--- AVAILABLE DATA ---

PR #19, opened 2026-09-09
ci(security): scan every skill with SkillSpector

napetrov:
Adds a fourth CI gate: every skill in `skills/` is scanned with
[NVIDIA SkillSpector](https://github.com/NVIDIA/SkillSpector) (71 patterns / 17 categories,
AST pass over shipped scripts, YARA signatures, OSV.dev lookup for named dependencies).

Draft because one decision is the maintainers' to make, not mine — see **Open questions**.

## What is here

| file | why |
| --- | --- |
| `.github/workflows/skillspector.yml` | PR + push-to-main + weekly cron. Keyless (`--no-llm`), so a fork gets the same answer as a branch. SkillSpector ships no action and no container image, so it is `pip install`ed from a **full 40-char commit pin** — nothing third-party is handed a token and no allowed-actions policy needs a new entry. Plus one step that re-reads an import whose pin this PR moved. |
| `tools/scan_skills.py` | SkillSpector scans one skill at a time; this repo has 33. Runs them concurrently, gives each the baseline rules scoped to it, writes the table to the step summary, exits 1 on a skill above the threshold its origin is held to, on a scan that did not complete, or on a merged SARIF missing a skill that scanned. Adds no dependency of its own: it reads YAML through `pyyaml`, which SkillSpector already requires. |
| `.skillspector-baseline.yaml` | The reviewed suppressions, with a reason each and a `skills:` list naming the skills each applies to. |
| `CONTRIBUTING.md` | How to run it locally and what to do with a finding. |

## Two thresholds, because the two kinds of skill can act on a finding differently

A skill written here can be fixed in the pull request that reports the problem. An imported
skill is upstream's text, kept byte-for-byte because `sync_external.py --check` compares it
to the pinned commit — editing it here would break the thing that makes an import worth
having, so its repair has to land upstream and arrive through a moved pin. That is the same
asymmetry that already makes the mentions check and the link check warnings in an imported
body.

| origin | fails above | why that number |
| --- | --- | --- |
| written here (10 skills) | **20** | SkillSpector's LOW/`SAFE` band — where all ten already sit |
| imported (23 skills) | **50** | the boundary above which the scanner itself says `DO_NOT_INSTALL` |

Findings under an import's threshold are printed, not failed, and the table marks which
body each is in. When a PR *moves* a pin, one extra step re-reads those imports at the
stricter threshold and prints the result — new upstream text is the moment to read its
findings again. Reported, not blocking: failing it would block the bump on work that cannot
be done in that PR. Locally that is `tools/scan_skills.py --strict-imports <skill>`.

Neither number was picked here; both are `nodes/report.py`'s own band edges (`0-20` LOW,
`21-50` MEDIUM, `51-80` HIGH, `81+` CRITICAL).

## Baseline: rules only, never fingerprints

`skillspector baseline` generates fingerprint suppressions bound to the exact bytes they
were made from. That is the wrong instrument for a catalog under active edit: every
reworded paragraph would reactivate the finding it accepted, and the gate would go red on
content changes that have nothing to do with security. So the file carries only
drift-tolerant `rules`, split into two kinds:

- **POLICY** — the pattern is inherent to what this catalog documents and is not going to
  be fixed: render-node passthrough (`--device /dev/dri`), host IPC for a multi-process
  inference server (`--ipc=host`), host networking, the documented `sudo` protocol, curl
  against a loopback endpoint the skill just started, first-party tools shelling out to
  `perf`/`addr2line`/`docker` with list argv, and a handful of English sentences a regex
  reads as instructions (`swap instructions` → memory poisoning, `display rules` → system
  prompt leakage, an `<!-- (C) Intel … -->` header → hidden instructions).
- **TRACKED** — real, not fixed here. Currently only `xpu-port`'s
  `exec(compile(code, …))`, which is that tool's documented purpose and already carries a
  Bandit justification at the call site.

`--privileged`, `nsenter`, `systemctl enable` and the `pip install git+https://` are
deliberately **not** suppressed. They are the findings worth re-reading each time they move.

### Each rule names the skills it applies to

SkillSpector's rule schema is `id`, `path`, `message`, `reason`, and `path` matches a
finding's file *within* a skill (`SKILL.md`, `scripts/foo.py`) — nothing in it can say which
skill an entry is for. One shared file therefore reaches all 33: the entry accepting `exec()`
in `xpu-port`'s verifier would also accept it in a skill nobody has written yet. Measured with
a probe skill shipping one `subprocess` call: **0, nothing active** under a blanket `AST4`
entry, **9 with the finding active** once `AST4` names the two skills it was written for.

So the baseline carries a `skills:` list this repository defines and `tools/scan_skills.py`
enforces, by writing each skill a baseline holding only the rules that name it. Two native
alternatives were tried and neither works: the scanner refuses a shared baseline for a
recursive multi-skill scan, and a per-skill file inside `skills/<name>/` fails
`sync_external.py --check` on any imported skill, which is where nearly every finding is. A
scope matching no skill fails the run rather than reading as cover. 30 of the 33 entries are
scoped, taking each skill from 30 rules to 6–13; `RP1`, `PE5` and `LP3` stay unscoped, each a
statement that the rule is inapplicable to this catalog as a whole. The catalog's result is
unchanged by all of it — 17 active, worst 35, every per-skill score identical — which is the
point: it closes what the baseline promises about future skills without moving today's answer.

### Why `RP1` is POLICY (corrected from an earlier revision of this description)

I first read `RP1`'s 36 hits as unpinned image references worth fixing across 10 skills.
Reading them line by line says otherwise, on three counts:

- Its subject is an **MCP server** rug-pull, and no skill in this catalog declares an MCP
  server. What it matched is `docker run`, `docker pull` and `pip install` lines.
- Its pin check reads the matched text and the remainder of **that one line**
  (`nodes/analyzers/mcp_rug_pull.py`). So a `docker run --rm \` whose image tag sits on the
  next line reads as unpinned — 34 of the 36 hits are of that kind, plus a prose table cell
  (`| docker run --gpus all |`), a Python comment, and `xpu-container-run/SKILL.md:3`, which
  is the frontmatter `description:` line.
- Pinning is the wrong advice here anyway. The current tag of `intel/vllm`,
  `intel/sglang-dev` and `intel/oneapi` is the track Intel supports; a skill that pinned one
  in prose would send its reader to an image without the fix they came for. Where a version
  does change the answer the skills already say to pin one (`intel/vllm:<version>-xpu`), and
  a measurement that has to reproduce records the resolved image in `perf/`.

## Where a finding shows up (not only in the job log)

Three surfaces, each chosen so a fork PR still gets an answer:

| surface | what it carries | fork PR? |
| --- | --- | --- |
| **step summary** | the 33-row table + tally, and for every skill the diff **touched**, each finding in full — matched text, what the rule says, what it wants done (`--detail`) | yes |
| **annotations on the diff** | `::error`/`::warning` per finding on its own file and line, so it renders in **Files changed** (`--annotate`). GitHub renders 10 per level per step, so they are ordered over-threshold first, then touched skills, then by score, and a `::notice` says how many were dropped | yes |
| **code scanning alerts** | one alert per active finding, PR shows the ones its diff introduced, Security tab keeps the history across commits (`--sarif` → `upload-sarif`, same digest-pinned action `codeql.yml` uses, `category: skillspector`) | no — read-only token; the run says so in the summary instead |

Which skills a PR touched comes from `git diff --name-only <base> HEAD -- skills/`, names filtered
to kebab-case before they reach a shell.

**Suppressed findings are deliberately not uploaded.** SkillSpector writes each one out with
its baseline `reason` in `suppressions[].justification`, which reads like it should land as a
dismissed alert holding that sentence. Measured against the API, it does not — all 214 results
came back **open**, with `kind: external` and `kind: inSource` alike. Uploading them would put
197 alerts nobody will act on in front of the 17 that want reading. So only the active ones go
up; the reasons stay in the baseline file and the counts stay in the table's `suppressed`
column.

Verified end-to-end on a same-repo PR in my fork (a PR against this repo cannot exercise the
upload): `Successfully uploaded results`, analysis registered, **17 alerts**, every path
resolving to a real file. SARIF costs a second pass over every skill — the CLI writes one
format per run, and the gate reads the score out of the JSON — so it is only requested when
there is somewhere to send it: 1m28s for a fork PR, 3m27s for a run that uploads.

## Measured on this tree (SkillSpector v2.11.2, static, 8 jobs, 35s wall / 1m28s in CI)

Unsuppressed: **12 of 33 skills score `DO_NOT_INSTALL`** (7 of them CRITICAL, worst 100/100),
214 findings.

With the baseline: **26 of 33 skills at 0, worst 35, 17 findings active.** Gate passes on
`main` today. Every non-zero score is an imported skill; all ten written here are at 0.

The table prints the score's band *and* the worst active severity
(`risk_assessment.max_issue_severity`), because the two answer different questions: six skills
pass with an active HIGH, and `xpu-profile-unitrace` sits in the LOW band while carrying an
unsuppressed one. Reading LOW as safety is the mistake a gate should not invite. The scanner's
own `recommendation` field is deliberately not used — it is `CAUTION` for all 33 skills,
including ones scoring 0 with nothing active, because its reference resolver counts filenames
mentioned in prose as unresolved.

What stays active — the whole list, nothing hidden:

| rule | sev | n | what it is | skills |
| --- | --- | --- | --- | --- |
| `PE5` | HIGH | 14 | `--privileged` (13), `nsenter` (1, in a sentence telling you not to use it) | 5 imports |
| `RA2` | MEDIUM | 2 | `systemctl enable --now docker` | `xpu-system-setup` |
| `YR1` | HIGH | 1 | `pip install git+https://…/transformers.git` | `torch-xpu-run` |

`YR1` is the one that deserves the weight. `torch-xpu-run/SKILL.md:230` offers "install from
source if needed" as the recovery path for an unrecognized model architecture, which tells
the agent to install unreviewed `main` of a third-party project into the user's environment
— a HIGH YARA match (`agent_skill_remote_bootstrap_execution`, confidence 0.85), and unlike
a moving image tag on an Intel-published image it is arbitrary upstream HEAD. The fix is one
line and belongs upstream in `intel/gpu-ai-skills`: `pip install -U transformers` for the
released wheel, and a tagged install (`…/transformers.git@v4.57.0`) only where a model card
demands a pre-release. Filed upstream as
[intel/gpu-ai-skills#13](https://github.com/intel/gpu-ai-skills/issues/13) with that diff. It
is left **unsuppressed** on purpose, so the report keeps naming it and every pin bump reads it
again — a torch-xpu-run bump is exactly what the new step surfaces.

Also verified locally with the repo's own pinned linters: `actionlint` clean, `zizmor
--min-severity=medium --min-confidence=medium` clean, `validate_skills.py`,
`sync_external.py --check` and `run_evals.py --validate` still pass.

## Open questions

1. **`PE5`/`--privileged`: suppress as POLICY, or fix upstream?** All 13 are in imported
   bodies (`xpu-container-run` documents it as a last resort with its own section;
   `sglang-xpu-run` has three unconditional launch blocks that use it, `SKILL.md:65,122,213`).
   Under the split they pass — worst is 35 against 50 — so nothing is blocked either way. I
   would leave them visible and take the three unconditional ones upstream.
2. **Should a pin bump block?** Today the re-read step reports. Making it blocking would
   turn "bump the pin" into "bump the pin and triage 13 pre-existing findings", which is why
   it does not.

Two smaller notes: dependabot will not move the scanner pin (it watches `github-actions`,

---

— WHAT THIS TASK INVOLVES —
Looking back over the data above, restate word for word the lines that begin at the line with "PR moved. |" and end at the line with "to the pinned", inclusive.

— TASK RESULT —
| `.github/workflows/skillspector.yml` | PR + push-to-main + weekly cron. Keyless (`--no-llm`), so a fork gets the same answer as a branch. SkillSpector ships no action and no container image, so it is `pip install`ed from a **full 40-char commit pin** — nothing third-party is handed a token and no allowed-actions policy needs a new entry. Plus one step that re-reads an import whose pin this PR moved. |
| `tools/scan_skills.py` | SkillSpector scans one skill at a time; this repo has 33. Runs them concurrently, gives each the baseline rules scoped to it, writes the table to the step summary, exits 1 on a skill above the threshold its origin is held to, on a scan that did not complete, or on a merged SARIF missing a skill that scanned. Adds no dependency of its own: it reads YAML through `pyyaml`, which SkillSpector already requires. |
| `.skillspector-baseline.yaml` | The reviewed suppressions, with a reason each and a `skills:` list naming the skills each applies to. |
| `CONTRIBUTING.md` | How to run it locally and what to do with a finding. |

## Two thresholds, because the two kinds of skill can act on a finding differently

A skill written here can be fixed in the pull request that reports the problem. An imported
skill is upstream's text, kept byte-for-byte because `sync_external.py --check` compares it
to the pinned commit — editing it here would break the thing that makes an import worth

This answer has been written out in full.